Since the program area containing the tracks 5 and 6 is not closed into a session (S14), the microcomputer 6 examines the PMA information to know how many tracks are recorded in the disk 1 (S15), and locates final recorded track 6 based on the PMA information (S16). Then, the microcomputer 6 controls the digital recording signal processor 4b and the servo unit 5 to record new data on an area separated by a pause section from track 6. If all of the new data are recorded, the microcomputer 6 designates just-recorded data block as track 7, creates information on the recorded position and size about the track 7 and writes it in the PMA (S17).
Some time later, if the tracks 5 to 7 are requested to be closed in a session (S18), the microcomputer 6 groups the tracks 5 to 7 into the third session, writes necessary information in the secured third lead-in area ‘LIA3’, and secures the third lead-out area ‘LOA3’ next to the last track (S19). After that, the above-explained recording operation will be conducted or not according to a user's request.
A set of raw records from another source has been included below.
PR #613, opened 2013-05-20
Fix WindowClickMessage and update for almost all inventory features for 1.5 changes 

kitskub:
The only feature not in this is number 5 in this video: http://www.youtube.com/watch?v=iZD5pJ2uIVM

### DIFF
--- a/src/main/java/org/spout/vanilla/inventory/window/AbstractWindow.java
+++ b/src/main/java/org/spout/vanilla/inventory/window/AbstractWindow.java
@@ -173,23 +173,22 @@ public abstract class AbstractWindow implements InventoryViewer {
 	/**
 	 * Gets the inventory at the specified native slot. Returns -1 if
 	 * non-existent.
-	 * @param nativeSlot clicked
+	 * @param nativeSlot clicked slot
 	 * @return inventory entry at slot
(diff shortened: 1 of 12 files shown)


Zidane:
Great commit but I have one little quirk with it.

Can you not use bytes (like for getClickArguments) and instead use enums? From API perspective, bytes are rather unfriendly...

Also could you catch up the javadocs entirely for windows while you are at it? Thanks :).

kitskub:
Ok, I'll do that.

kitskub:
I updated for the enum. Not sure what javadocs in particular you're thinking about. They seem pretty well documented.

windy1:
I believe he is asking you to document the enum. Conventional way to do this is.

``` java
/**
 * Description of foo
 **/
enum Foo {
    /**
     * Description
     **/
    BAR;
    /**
     *
     **/
    BAZ;

    // then document as you would a class
}
```

e: when I was quickly reading @Zidane 's comment I didn't see he was referring to Windows. Documentation for the enum would still be nice though.

Zidane:
I was talking about the javadocs for the Windowing System in Vanilla (in-general).

That can be another commit, thanks!

PR #618, opened 2013-05-29
Fixed the Camera

Waterpicker:
-Changed VanillaCamera into PlayerHead
-Camera uses Player Height and Head Rotation now
-Head.java's getRotation() was changed to getHeadRotation due to issues

Signed-off-by: Waterpicker Waterpicker@rocketmail.com


Zidane:
Pet peeve: Rename Head to EntityHead for me. Also detach those components FIRST then attach yours.

PR #623, opened 2013-06-02
Use inputState.pitch() instead of ts.getRotation().getPitch()

Grinch:
- Fixes up and down not being recognized but still reacts oddly when
  clicking on blocks with Spout Client


thehutch:
You should also change .multiply(speed).multiply(dt) to .multiply(speed \* dt) to prevent extra object creation

PR #640, opened 2013-08-11
Replace old manual metadata system with new automated MetadataComponent

bergerkiller:
In addition, also added the metadata that was missing for some entities. All metadata is now automatically updated by comparing live and synched values. Some of the old entity protocols have been removed as they ended up empty. Minecart/Boat has been further implemented to properly shake/take damage.

One possible issue that others will need to look into: joining Notchian servers with Spout Client and Vanilla. I added warning message when it tried to set metadata parameters for entities that is invalid. If you encounter any of these messages, let me know or try to fix it yourself. It warns about invalid indices or data type mismatches. If a Metadata entry is missing, it will likely log a warning for this; I added this to ease debugging.

I tested my changes on Spout server with minecarts: block changing works and I could damage the Minecart to cause it to 'shake'. I expect all other entities (e.g. sheep wool color) to work as well, but had no time to test that out properly.

Signed-off-by: Irmo van den Berge bergerkiller@gmail.com


windy1:
This makes much more sense and makes metadata easier to keep track of. :+1:

PR #641, opened 2013-08-12
Fix blast resistance values for all blocks

501st-alpha1:
Fixes VANILLA-410
Some blocks didn't have any resistance set, most just had wrong value.

### DIFF
--- a/src/main/java/org/spout/vanilla/material/block/liquid/Lava.java
+++ b/src/main/java/org/spout/vanilla/material/block/liquid/Lava.java
@@ -47,6 +47,7 @@ public class Lava extends Liquid implements InitializableMaterial {
 	public Lava(String name, int id, boolean flowing) {
 		super(name, id, flowing, VanillaMaterialModels.LAVA);
 		this.setFlowDelay(1500);
+		this.setResistance(flowing ? 0.0F : 500.0F);
 		if (getEngine().getPlatform() == Platform.CLIENT) {
 			if (!getModel().getRenderMaterial().getRenderEffects().contains(VanillaEffects.LIQUID)) {
 				getModel().getRenderMaterial().addRenderEffect(VanillaEffects.LIQUID);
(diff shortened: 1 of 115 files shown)


src/main/java/org/spout/vanilla/material/block/liquid/Lava.java
```diff
@@ -47,6 +47,7 @@
 	public Lava(String name, int id, boolean flowing) {
 		super(name, id, flowing, VanillaMaterialModels.LAVA);
 		this.setFlowDelay(1500);
+		this.setResistance(flowing ? 0.0F : 500.0F);
```
olliestanley, line 50: Idk if it matters too much, but this should probably be this.setFlowDelay(1500).setResistance(flowing ? 0.0F : 500F);
(Same for Water.java)

kitskub, line 50: tbh, there are many of Vanilla's materials that are this way. But to be sure, @Zidane?

olliestanley, line 50: Meh, best to keep it from getting any worse I guess :P

dredhorse:
I like the two liner

also tests are not working for this

olliestanley:
It's designed for the setters to return the object so you can do that in the first place. It should at least be kept consistent one way or the other. But really, this can always be changed later.

windy1:
Looks good, all we need to pull this is a sign-off to acknowledge you agree to the Certificate of Origin found [here](https://wiki.spout.org/Pull_request_guidelines#Certificate_of_origin). That is also the location of the broken link you posted in your post on spout.org as well.

You can edit a commit description by using `git commit --amend` and then adding `Signed-off-by: <you@example.com>` to the bottom of your description. You can update the commit here with `git push --force origin blast_resistance`.

501st-alpha1:
Okay, thanks. I'll take care of that when I get off work this evening. I can't figure out why the tests are failing, as they passed on my system. Ideas?

windy1:
I'm not sure, but I think it's unrelated to this PR anyways.

src/main/java/org/spout/vanilla/material/block/liquid/Lava.java
501st-alpha1, line 50: Yeah, I saw it both ways, so I wasn't sure which was preferred.

kitskub:
Oops sorry. I meant to say that test failures ARE unrelated to this PR.

PR #643, opened 2013-08-30
Fix JavaDoc wording for Ping.java

olliestanley:
Couldn't stop myself when I saw it :P

### DIFF
--- a/src/main/java/org/spout/vanilla/component/entity/player/Ping.java
+++ b/src/main/java/org/spout/vanilla/component/entity/player/Ping.java
@@ -34,7 +34,7 @@ import org.spout.vanilla.component.entity.VanillaEntityComponent;
 import org.spout.vanilla.event.player.network.PingEvent;
 
 /**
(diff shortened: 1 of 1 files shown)


windy1:
Sorry, but please don't open PRs for JavaDoc only changes. Either include it in another PR or just point it out to a team member.

olliestanley:
If you're going to have silly rules like that, they should at least be on spout.in/prguide so people actually know.

lukespragg:
It's the first I've heard of it. It's not a rule that I've approved though.

Generally it's more of the point the size, not that it's a doc PR.

lukespragg:
To add to my previous reply, we do accept Javadoc pull requests, but I'd
recommend putting more effort into making it have more substance, else just
mention the issue to a staff member if it's minor.

olliestanley:
Fair enough, but the size point should still be added to the pr guide.

lukespragg:
The whole doc needs to be redone honestly. One of the things on my todo
lost.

However, during the recording operation, a servo control may fail due to a mechanical shock or a data buffer may be underrun, which causes the current recording operation to stop abruptly without writing track information or lead-in information. Therefore, the PMA information may represent real-recorded tracks wrongly or the lead-in area may contain invalid information.
For a writable disk suffering from such a recording failure, it is impossible to detect the last recorded position accurately. As a result, new data may be overwritten onto previous data or unwritten area may arise between the last recorded track and the new recorded track. If previous data was overwritten by the new data, the previous data would be lost.
Especially, if the writable disk is once-writable one, the new recorded data as well as the previous data are damaged together when the previous data are overwritten since the surface is burned while recording and it can not be restored to the unburned state.